Exporting data from SCOPUS and WOS for Bibliometric Analysis
Based on My Research Guide's video on YouTube. If you like this content, support the original creators by watching, liking and subscribing to their content.
Start with a clear research question and translate it into reliable keywords before searching Scopus or Web of Science.
Briefing
Bibliometric analysis depends on getting the right dataset first—especially when working with large, journal-based citation databases like Scopus and Web of Science. The core workflow starts with defining a clear research question and then translating it into reliable keywords. Keyword selection is treated as the most difficult and most consequential step: without targeted, dependable terms, the resulting manuscript and analysis can’t be trusted.
Once keywords are finalized, the next step is running structured searches inside Scopus (and then repeating the same logic in Web of Science). The search process begins by entering the keywords exactly as intended, then using Boolean logic to narrow results. When multiple terms are involved, the transcript emphasizes using operators like AND and OR to control subject scope, and using double quotation marks to force the database to match terms in specific fields such as the title, abstract, or author keywords. Without quotation marks, searches can return an unmanageably large volume of irrelevant records.
A practical example is given for narrowing a broad topic into a specific subfield: “urban flooding” is treated as an intersection where “urbanization” is the main theme, but the search must also require flooding-related terminology. The same idea applies to other domains (e.g., supply chain), where the database may treat related phrases differently (such as “supply chain” versus “supply-chain”), so the search strategy should account for variations. The transcript also mentions using wildcard or string approaches (e.g., star strings) and grouping terms in brackets to capture similar concepts while still keeping the query focused.
After the initial search returns thousands of documents, filtering becomes essential. The transcript describes narrowing by time window (such as limiting to the last 10 years), restricting document types (e.g., focusing on journal articles rather than conference proceedings, books, or book series), and limiting language to English when the research context requires it. These constraints reduce noise and make downstream bibliometric analysis more coherent.
Finally, exporting the dataset is presented as a key step in the data acquisition pipeline. In Scopus, export options include formats such as CSV (recommended because it aligns with Excel-style workflows), plain text, and other text-based formats. The export selection should include the bibliographic and citation fields needed for analysis—such as citation information, bibliography details, abstracts, and author keywords—while optionally excluding funding details. The same general approach is then applied to Web of Science, using equivalent selection and export choices (including plain text options). The overall message is straightforward: careful keyword engineering plus disciplined filtering and structured export is what turns massive database results into usable bibliometric data.
Cornell Notes
Bibliometric work using Scopus and Web of Science starts with a research question and ends with an exportable dataset. The transcript stresses that keyword selection is the hardest and most important step: targeted keywords determine whether the analysis will be meaningful. Searches should use Boolean operators (AND/OR), quotation marks to match terms in title/abstract/keywords, and sometimes wildcard/string methods to capture phrase variations.
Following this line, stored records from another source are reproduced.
PR #185, opened 2026-08-25
Add Volume/Issue/Pages fields and parse PMID from Paperpile imports

matsen:
🤖

## Summary

`bip export --bibtex` couldn't produce submission-ready BibTeX because it never emitted `volume`, `number` (issue), `pages`, or `pmid`, even for journal articles where Paperpile has all four. This adds `Volume`/`Issue`/`Pages` to `Reference`, parses them (plus `pmid`) from Paperpile imports, and emits all four in BibTeX output.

After retrieving results, filtering by time range, document type (e.g., journals only), and language (often English) reduces irrelevant records. Exporting in a structured format like CSV, along with citation/bibliographic fields and abstracts/keywords, prepares the data for bibliometric analysis.
Why is keyword selection treated as the most critical step in bibliometric data acquisition?
How do Boolean operators and quotation marks change what Scopus returns?
What’s the purpose of narrowing results after an initial keyword search returns thousands of documents?
How can a search be designed to focus on a subfield rather than a broad topic?
Why is CSV recommended for exporting Scopus results, and what fields should be included?
How does the workflow in Web of Science relate to Scopus?
Review Questions
- When would using quotation marks in Scopus materially change your results compared with not using them?
- Describe a filtering strategy (time window, document type, language) that would reduce noise in a bibliometric dataset.
- What combination of query techniques (Boolean logic, brackets, phrase variants) would you use to target a subfield like “urban flooding” rather than “urbanization” alone?
Key Points
- 1
Start with a clear research question and translate it into reliable keywords before searching Scopus or Web of Science.
- 2
Use Boolean operators (AND/OR) to control whether records must include multiple concepts or any of several related terms.
- 3
Use double quotation marks to match terms in indexed fields such as title, abstract, and author keywords, preventing overly broad results.
- 4
Account for phrase variations (e.g., “supply chain” vs “supply-chain”) using appropriate string/variant handling and grouped terms.
- 5
After retrieving results, narrow by time range (e.g., last 10 years), document type (journal articles), and language (often English).
- 6
Export only the fields needed for analysis—citation and bibliographic data, plus abstracts/keywords—while optionally excluding funding details.
- 7
Prefer CSV export for Scopus when the next step involves Excel-style screening and processing.